Imagine increasing the speed of your treadmill by giving it the thumbs up. What if the load on your weight stack could be dynamically increased by blinking your eyes? What if a spotting system could swing into place with the same technology?
Our predictions?
The first edition of Leap Motion was released with some functionality issues, but these things have a way of moving quickly once a company catches their stride.
The first iPhone was nowhere near as impressive in practice as is it was in concept, but now all smartphones are pretty fascinating. It will be a good five years, maybe seven, before this tech makes it to your body.
But then what?
Of course, all of this is fun to talk about, but the future is nearly impossible to predict. There seem to be as many kick starters for new wearables as there is vaporware. As always, history is told by the winners, so it’s anyone’s guess.That said, we’re gonna go way out on the limb here with one more prediction.
At some point, probably ten years out, someone is going to be injected with the first nanobot smart blood. They won’t wear clothing, watches, rings or jewelry to track anything. In fact, they won’t even carry a phone.

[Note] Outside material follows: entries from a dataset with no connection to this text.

PR #1408, opened 2024-05-25
Remove Ubuntu 18.04 and upgrade Fedora to 39 and RHEL to 9.4

clementperon:
Ubuntu 18.04 is EOL since April 2023.

Also it doesn't support recent NodeJS this imply we can't properly bump Github CI Actions.

Let's drop it and add support of Ubuntu 24.04 instead


tigercosmos (approved):

tigercosmos (changes requested):
Seems some CIs need to be fixed.

For Ubuntu 24, it's about PEP668: https://peps.python.org/pep-0668/#marking-an-interpreter-as-using-an-external-package-manager.

We can simply apply `--break-system-packages` for the pip.

.github/workflows/build_and_test.yml
```diff
@@ -99,14 +99,14 @@ jobs:
       - name: Test PcapPlusPlus
         run: |
           ${{ matrix.python }} -m pip install -U pip
```
egecetin, line 101: Error from this line. `pip` itself also should break system packages

.github/workflows/build_and_test.yml
```diff
@@ -99,14 +99,14 @@ jobs:
...
-          ${{ matrix.python }} -m pip install -r ci/run_tests/requirements.txt
+          ${{ matrix.python }} -m pip install --break-system-packages -r ci/run_tests/requirements.txt
           ${{ matrix.python }} ci/run_tests/run_tests.py --interface eth0 ${{ matrix.test-flags }}
 
       - name: Test Examples
         run: |
           cd Tests/ExamplesTest
           ${{ matrix.python }} -m pip install -U pip
```
egecetin, line 108: same

.github/workflows/build_and_test.yml
```diff
@@ -98,15 +98,15 @@ jobs:
 
       - name: Test PcapPlusPlus
         run: |
-          ${{ matrix.python }} -m pip install -U pip
-          ${{ matrix.python }} -m pip install -r ci/run_tests/requirements.txt
+          ${{ matrix.python }} -m pip install --break-system-packages -U pip
```
egecetin, line 101: What about using a new environment variable like `additional-flags`  to set empty or `--break-system-packages`. Changing these lines should fix maybe, what do you think?

```
${{ matrix.python }} -m pip install ${{ matrix.additional-python-flags }} -U pip
${{ matrix.python }} -m pip install ${{ matrix.additional-python-flags }} -r ci/run_tests/requirements.txt
```

tigercosmos: can't we just have an if-else statement?

egecetin: It is another option but adding an if else statement for step could lead more complex workflow file, no?

tigercosmos: Both work, so I am fine with either one.

clementperon: I have also bump Fedora so no more issue

egecetin: Now RedHat with same error

seladb: Sorry I'm late for the party... 🙂 
The most robust solution is to use `venv` (or `virtualenv`) as described here: https://stackoverflow.com/a/75696359
This is the standard way to install packages in python. I thought we could avoid it in our CI, but apparently, we can't. But it shouldn't be a big effort to add it (I can help if needed)

clementperon: Does it makes sense to use a venv in a container? We all the system will be clean and restart from scratch at next iteration ?

seladb: there shouldn't be any problem using `venv` in a docker container. `venv` is a local python environment that contains all the packages (and versions) the application needs. It doesn't override any OS settings or anything like that.

`venv` is often used in production python applications (which usually run inside docker / kubernetes) to ensure the application has the exact package versions it needs to run properly. This is very important in python because there is no compilation process

clementperon: I know what venv is, my point is do we mind to take effort to support venv in a CI.
Where we are already in an isolated environement.

we are trying to isolate python packages, in a isolated container environement

seladb: That's the reason we didn't use `venv` until now 🙂 
But if there are conflicts with the system Python packages, using `venv` should solve it. 

Or we can use the `--break-system-packages` flag in all envs, I wouldn't use it selectively on specific envs

tigercosmos: I think using `--break-system-packages` is fine enough unless someone want to put effort to change to venv, which can do it in another PR.

seladb: I just noticed `pip` on RHEL doesn't have the `--break-system-packages` flag, probably because the `pip` version is too old. So I guess we can either add this flag selectively or move to `venv`...

seladb: @clementperon do you think switching to [RHEL licensing manager](https://github.com/seladb/PcapPlusPlus-DockerImages/pull/40) should solve it? 🤔

clementperon: I have bump Pip in the same MR

seladb:
@clementperon now that we updated RHEL, maybe we can fix this PR and merge it?

.github/workflows/package.yml
```diff
@@ -26,18 +26,18 @@ jobs:
     strategy:
       matrix:
         include:
+          - image: ubuntu2404
+            config-zstd: OFF
```
clementperon, line 30: @seladb you should also set it here

```suggestion
            config-zstd: OFF
            additional-pip-flags: --break-system-packages
```

seladb (approved):

PR #1409, opened 2024-05-25
Asn1 fixes demo0525

tigercosmos:


Packet++/src/Asn1Codec.cpp
```diff
@@ -203,16 +203,16 @@ namespace pcpp
 
 		if (!lazy)
 		{
+			 // not lazy going here
 			try
 			{
-				decodedRecord->decodeValue(const_cast<uint8_t*>(data) + tagLen + lengthLen, lazy);
```
tigercosmos, line 208: the `lazy` here is always `false` anyway

Packet++/src/Asn1Codec.cpp
```diff
@@ -404,7 +404,7 @@ namespace pcpp
 	{
 		if (m_EncodedValue != nullptr)
 		{
-			decodeValue(m_EncodedValue, true);
```
tigercosmos, line 407: the `true` here doesn't make any effect, since all `decodeValue`s don't use `lazy` argument.

PR #76, opened 2017-12-27
Fix module description markup (Configuration.Dotenv.Types)

jpvillaisaza:
The current module description markup for `Configuration.Dotenv.Types` uses both `{- |` and `--`, which yields:

screen shot 2017-12-27 at 4 32 24 pm

Instead of (using this change):

screen shot 2017-12-27 at 4 33 05 pm


CristhianMotoche:
@jpvillaisaza LGTM! Thanks

PR #78, opened 2018-01-05
Fix mismatch of env variable names in test

laMudri:
This test was failing, and now succeeds. I'm guessing this was the intention, because I don't see `USER` mentioned anywhere else.

### DIFF
--- a/spec/Configuration/DotenvSpec.hs
+++ b/spec/Configuration/DotenvSpec.hs
@@ -86,7 +86,7 @@ spec = do
       context "when the needed env vars are not missing" $
         it "should succeed when loading all of the needed env vars" $ do
           setEnv "ANOTHER_ENV" "hello"
-          me <- getEnv "USER"
+          me <- getEnv "ME"
           home <- getEnv "HOME"
           loadFile config `shouldReturn` [("DOTENV","true"),("UNICODE_TEST","Manab\237"),("ENVIRONMENT", home),("PREVIOUS","true"),("ME", me),("ANOTHER_ENV","")]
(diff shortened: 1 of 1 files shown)


CristhianMotoche:
Hello @laMudri 
You made me realize and issue with our tests. Thanks!

Let me explain to you:

The configuration for `loadFile` is defined [here](https://github.com/laMudri/dotenv-hs/blob/e50cfae90d8b890ba0e6889b5af2b1c0eb58cc96/spec/Configuration/DotenvSpec.hs#L80) which is  the same file for other tests. As you can see, we load the configuration from `spec/fixtures/.dotenv` for some tests. Thus, some tests before the one in which you did the change set the env var `ME`, and that is why the test still working.

If you remove the other tests and only run that one (clearing the env var `ME` you will notice that the test fails). That won't happen if we get the env `USER` which is an env var that is [set when you log in](http://man7.org/linux/man-pages/man1/login.1.html) in most unix like.

So, what is the issue with our tests, we are not clearing all the envs defined in the `spec/fixtures/.dotenv`  and that could cause other issues later.

So, I'll close this PR for now and I'll add an issue to the bug tracker.

Thanks @laMudri

laMudri:
I'm not sure, but I think relying on environment variables like this will break the tests when they're run in a pure environment. I was trying to build this in Nix, and the error was that `USER` was not found in the environment (which makes sense, because a build shouldn't be able to depend on the user).

CristhianMotoche:
@laMudri I see your point and I think we can fix this by setting the necessary envs `before` running the tests.

Issue #79, opened 2018-01-05
Clear all the envs defined in `.spec/fixtures/.dotenv` after the tests execution


CristhianMotoche:
We should clear the envs set in environment after every test execution, so every single test execution is isolated. Otherwise, we could have issues like the one described in #78

PR #80, opened 2018-01-05
Clear dotenvs after every test execution, solve #79

CristhianMotoche:
@juanpaucar Could you take a look, please? To solve #79

### DIFF
--- a/spec/Configuration/DotenvSpec.hs
+++ b/spec/Configuration/DotenvSpec.hs
@@ -54,7 +54,7 @@ spec = do
 
       lookupEnv "foo" `shouldReturn` Just "new setting"
 
-  describe "loadFile" $ after_ (mapM_ unsetEnv ["DOTENV" , "ANOTHER_ENV"]) $ do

This will be the official death knell of wearables; the day they stop being worn. Inside the bodies of these early adopters, nanobots will create an internal network to not only track vitals but to connect their whole body to the outside network.
In the future, we will become the computer. Phone calls will appear like magic in our ears. We’ll simply speak to reply. Music for the workout? It will play just like a phone call, except users will still be able to hear traffic. (It won’t matter because the cars will all be networked too.)
One thing is for sure. You will still have to drag yourself to the gym. No technology is going to take that away. But those little bots in your blood may help you increase your lift while you’re there.
No matter what, wearables are about to get very cool.